一言で覚えるなら——commandは階級、dictateは権力、demandは態度で使い分ける。
dictateの頻出コロケーションと日本語訳
dictate terms / dictate policy / dictate a letter はそれぞれどう訳す?
dictate terms(条件を規定する):交渉や契約書の文脈で多用。"The winning side will dictate the terms." →「勝者が条件を決定する」が自然な訳です。
dictate policy(政策を左右する):政治・経済ニュースで頻出。ここでのdictateは「命令する」より「主導する・左右する」に近い。
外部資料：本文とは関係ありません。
PR #290, opened 2019-02-26
Transposing PK_BSURF in gsWriteParasolid.

dominik-mokris-mtu:
The function `createPK_BSURF` from extensions/gsParasolid/gsWriteParasolid swaps _u_- and _v_- directions (the 0-th parametric dimension of Gismo becomes _v_ and the 1-st becomes _u_ in Parasolid). This is caused by Parasolid and Gismo storing the control points in different order (row-wise vs. col-wise).

While the geometry remains unchanged, it is still a bug, as we have to transpose after each export. I have committed a simple solution: we create a `PK_BSURF` with the directions swapped and then transpose the geometry with `PK_BSURF_reparameterise`.

We are the sole users of the Parasolid interface, so I did not add any further tests to Gismo.

### DIFF
--- a/extensions/gsParasolid/gsWriteParasolid.hpp
+++ b/extensions/gsParasolid/gsWriteParasolid.hpp
@@ -312,6 +312,8 @@ bool createPK_BSURF(const gsTensorBSpline< 2, T> & bsp,
                     bool closed_u,
                     bool closed_v)
 {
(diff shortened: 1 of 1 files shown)


dominik-mokris-mtu:
Thanks. Would it be possible that also @filiatra would have a quick look? I think it is originally written by him.

Issue #292, opened 2019-03-19
Linker errors in gsElasticity


Shamanskiy:
I checked out the latest version of stable, and the linker error appeared when trying to compile gsElasticity/examples. 
The library itself compiles, the error appears only when compiling executables:
![Screenshot from 2019-03-19 13-42-44](https://user-images.githubusercontent.com/29507068/54606801-12cef100-4a4d-11e9-8624-0ad8399a307c.png)

May it be related to some recent changes in CMake files?

P.S. If you want to check it, don't forget to fetch the latest version of gsElasticity manually, it is not yet in gismo-stable

codewerfer:
**Yes**, there is something wrong with the includes - did not know at the moment why exactly it is.
(gsElasticityAssembler{.h,.hpp,_.cpp} exists)

For the `gsElasticityAssembler` stuff, it works - but this is not the fix! - if you change [line 3](https://github.com/gismo/gsElasticity/blob/master/examples/linElast2D_lshape.cpp#L3) to:
```c++
#include <gsElasticity/gsElasticityAssembler.hpp>
```

Keeps us up with `linElast2D_lshape.cpp:103: undefined reference to `void gismo::gsWriteParaviewMultiPhysics<double>(`
There the same include stuff.

If we grep for the build object file - and compare the result with one where we know it works, we see that it is missing in some `build/CMakeFiles/<???>/link.txt` file.

> May it be related to some recent changes in CMake files?

I think also so.
Btw. to get a better view in github to compare latest with known working hash, use this link:
https://github.com/gismo/gsElasticity/compare/78a79ae00e5b8551275a2c6f7b278b129b660357...master

PR #295, opened 2019-03-27
Fix gsElastity linker error

Shamanskiy:
This fixes the linker error #292 where gsElasticity examples can't be compiled. I don't know why, but apparently https://github.com/gismo/gismo/blob/8f2e332e33249cf6275327f0bb97b64daffceff4/CMakeLists.txt#L393
has to come before https://github.com/gismo/gismo/blob/8f2e332e33249cf6275327f0bb97b64daffceff4/CMakeLists.txt#L313
as it used to be before the 8a6c6d0fbc02d733165e20a8bc0291f6f7da37b6. It probably has to be the same for the rest of the submodules, but I didn't touch it

### DIFF
--- a/CMakeLists.txt
+++ b/CMakeLists.txt
@@ -310,6 +310,10 @@ if(GISMO_BUILD_LIB)
   endif()
 endif()
 
+if(GISMO_ELASTICITY)
+  gismo_fetch_module(gsElasticity)
+endif()
+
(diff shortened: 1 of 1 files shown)


filiatra:
Thnx, Can you please also delete gsElasticity from unsuported ?

Shamanskiy:
Ok, I will do it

dictate a letter(手紙を口述する):最も古典的な用法。1人が話し、もう1人が書く、あの場面です。
dictate to someone(〜に指図する):介詞toがつくと語感がやや否定的になり、「指図する・あれこれ命じる」というニュアンスが出ます。日本語の「口出しする」に近い感覚で使われることも。
WordReference英和辞典によると、条件や規則の文脈ではdictateの対応日本語として「規定する」が最も多く採用されており、「命令する」より使い勝手が広い。ビジネス翻訳では「甲が命令する」と「甲が規定する」では法的な重みが変わるため、この区別は実務でも重要です。
FAQ
dictationとdictateの違いは?
dictationは名詞で、「口述」または「書き取り・ディクテーション」を意味します。dictateという行為そのもの、あるいはその産物を指す言葉です。take dictationで「書き取りをする」「口述内容を記録する」という意味になります。dictateは動詞にも名詞にもなり、カバーする意味の幅がdictationより広い。
dictatorとdictateはどう関係する?
dictatorはdictateに接尾辞-orを加えた「行為者名詞」で、日本語では「独裁者」。語根はラテン語のdict-(言う・述べる)で、「発言権を持つ者」が「独裁者」に転じた流れです。同じ語根にはpredict(予言する)、contradict(反論する)なども含まれます。
dictateの英米の発音の違いは?
英国英語では /dɪkˈteɪt/(第2音節にアクセント)、米国英語では /ˈdɪk.teɪt/(第1音節にアクセント)。アクセント位置が逆になる典型例です。英検・IELTSは英国発音、TOEFLは米国発音が基本とされています。